Arrays are the most fundamental data structure. Mastering array techniques unlocks most interview problems.

Arrays

Basics

Contiguous memory locations storing elements of the same type. Access is O(1) by index.

#include <vector>
vector<int> arr = {1, 2, 3, 4, 5};
cout << arr[2];   // 3 — O(1) access
arr.push_back(6); // O(1) amortized
arr.erase(arr.begin() + 1); // O(n) — shifts elements

Prefix Sum

Precompute cumulative sums to answer range sum queries in O(1) after O(n) preprocessing.

Pattern trigger: "Sum of subarray", "range sum", "sum equals k"

vector<int> arr = {1, 2, 3, 4, 5};
int n = arr.size();
vector<int> prefix(n + 1, 0);

for (int i = 0; i < n; i++)
    prefix[i + 1] = prefix[i] + arr[i];

// Sum of arr[l..r] (0-indexed, inclusive)
auto rangeSum = [&](int l, int r) {
    return prefix[r + 1] - prefix[l];
};

cout << rangeSum(1, 3); // 2+3+4 = 9

Classic Problem: Subarray Sum Equals K — Use prefix sum + HashMap.

Kadane's Algorithm — Maximum Subarray Sum

Pattern trigger: "Maximum subarray", "contiguous subarray", "largest sum"

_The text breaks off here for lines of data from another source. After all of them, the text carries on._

PR #200, opened 2023-04-17
Remove usage of `pip install codecov` from CI action

### LINKED ISSUE #199: Code coverage checking fails as it can no longer be downloaded using pip
**Describe the bug**
`codecov` has been removed from `PyPi` so can longer be downloaded using `pip`. This means that all our recent `ubuntu 3.9` tests fail, as this test attempts to download `codecov` using `pip` in order to calculate the coverage.

**To Reproduce**

1. Open a terminal window
2. Type `pip install codecov`
3. See error

**Additional context**
A [migration guide](https://docs.codecov.com/docs/deprecated-uploader-migration-guide) for how to use `codecov` has been produced, and there is also [an example CI action file](https://github.com/codecov/example-python/blob/main/.github/workflows/ci.yml) showing how to use `codecov` without `pip`

jacobcook1995:
# Description

This fixes the issue that arises from the removal of `codecov` from PyPi. I did this following the [template](https://github.com/codecov/example-python/blob/main/.github/workflows/ci.yml) provided by `codecov`. This involves calculating the coverage as part of the `pytest` run and then uploading the generated coverage using the `codecov` GitHub action. 

Fixes #199

## Type of change

## Key checklist

## Further checks

### DIFF
--- a/.github/workflows/ci.yml
+++ b/.github/workflows/ci.yml
@@ -42,8 +42,7 @@ jobs:
 
     - name: Run tests + codecov
       if: (matrix.os == 'ubuntu-latest' && matrix.python-version == '3.9')
-      run:
-        poetry run pytest --cov app
+      run: poetry run pytest --cov app
 
     - name: Upload coverage to Codecov
       if: (matrix.os == 'ubuntu-latest' && matrix.python-version == '3.9')
--- a/.github/workflows/ci.yml
+++ b/.github/workflows/ci.yml
@@ -45,6 +45,10 @@ jobs:
       run:
         poetry run pytest --cov app
 
+    - name: Upload coverage to Codecov
+      if: (matrix.os == 'ubuntu-latest' && matrix.python-version == '3.9')
+      uses: codecov/codecov-action@v3
+
   docs_build:
     needs: qa
     runs-on: ubuntu-latest
--- a/.github/workflows/ci.yml
+++ b/.github/workflows/ci.yml
@@ -36,14 +36,14 @@ jobs:
     - name: Install dependencies
       run: poetry install
 
-    - name: Run tests
+    - name: Run tests (no codecov)
+      if: false == (matrix.os == 'ubuntu-latest' && matrix.python-version == '3.9')
       run: poetry run pytest
 
-    - name: Run codecov
-      if: success() && (matrix.os == 'ubuntu-latest' && matrix.python-version == '3.9')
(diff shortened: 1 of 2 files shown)


davidorme:
Looks sane to me 😄 Is there any mileage in just running the `codecov` upload on `pull_request` and not `push` just to cut down on the frequency? Seems like the kind of stat that we care about at PR. And it would be good if this PR added the `codecov` badge too, so that we've got a link to that uploaded coverage and the badge?

davidorme (approved):
Forgot to make that comment a review! Fine as it is, but it would be good to hear thoughts on the comment.

jacobcook1995:
> Looks sane to me 😄 Is there any mileage in just running the `codecov` upload on `pull_request` and not `push` just to cut down on the frequency? Seems like the kind of stat that we care about at PR. And it would be good if this PR added the `codecov` badge too, so that we've got a link to that uploaded coverage and the badge?

Making coverage `pull_request` (and I guess `release`) only definitely seems sensible to me. Happy to take a look at adding the `codecov` badge as well!

jacobcook1995:
Only thing is if we wanted to look at code coverage for specific branches before they are pull requested (which the badge would be helpful for), we would need to calculate code coverage for each push. If that is something we are interested in?

davidorme:
I guess that is true! Are the badges associated with individual commits?

jacobcook1995:
As far as I can tell the badges just link to a codecov.io page for the repo in question, on this page you can compare coverage between branches, but the badge always displays the coverage for the default branch (so I `feature/my_feature` would show the coverage for `develop`). There might be a way to override this behaviour though

davidorme:
I suspect it doesn't make much difference, but this might be cleaner?

```yaml
    - name: Run tests
      run: poetry run pytest

    - name: Run codecov
      if: success() && (matrix.os == 'ubuntu-latest' && matrix.python-version == 3.9)
      uses: codecov/codecov-action@v3
```

jacobcook1995:
Yeah did consider that, the thing that worried me is that the code coverage would have to be computed for every single test (as it is computed using `poetry run pytest --cov app`). I wasn't sure whether the step to compute the coverage or the step to upload the coverage was more demanding. If it's the upload I'm happy to use your approach as it is a lot cleaner

davidorme:
That's a good point - I'm not calculating any coverage for any of my tests!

int maxSubArray(vector<int>& nums) {
    int maxSum = nums[0];
    int curSum = nums[0];

    for (int i = 1; i < nums.size(); i++) {
        curSum = max(nums[i], curSum + nums[i]); // extend or restart
        maxSum = max(maxSum, curSum);
    }
    return maxSum;
}
// Input: [-2,1,-3,4,-1,2,1,-5,4]
// Output: 6 (subarray: [4,-1,2,1])

Key insight: At each position, either start fresh or extend the previous subarray.

Two Pointer Technique

Reduce O(n²) brute force to O(n) using two indices moving toward each other.

Pattern trigger: "Sorted array", "pair with sum X", "three sum", "container with most water"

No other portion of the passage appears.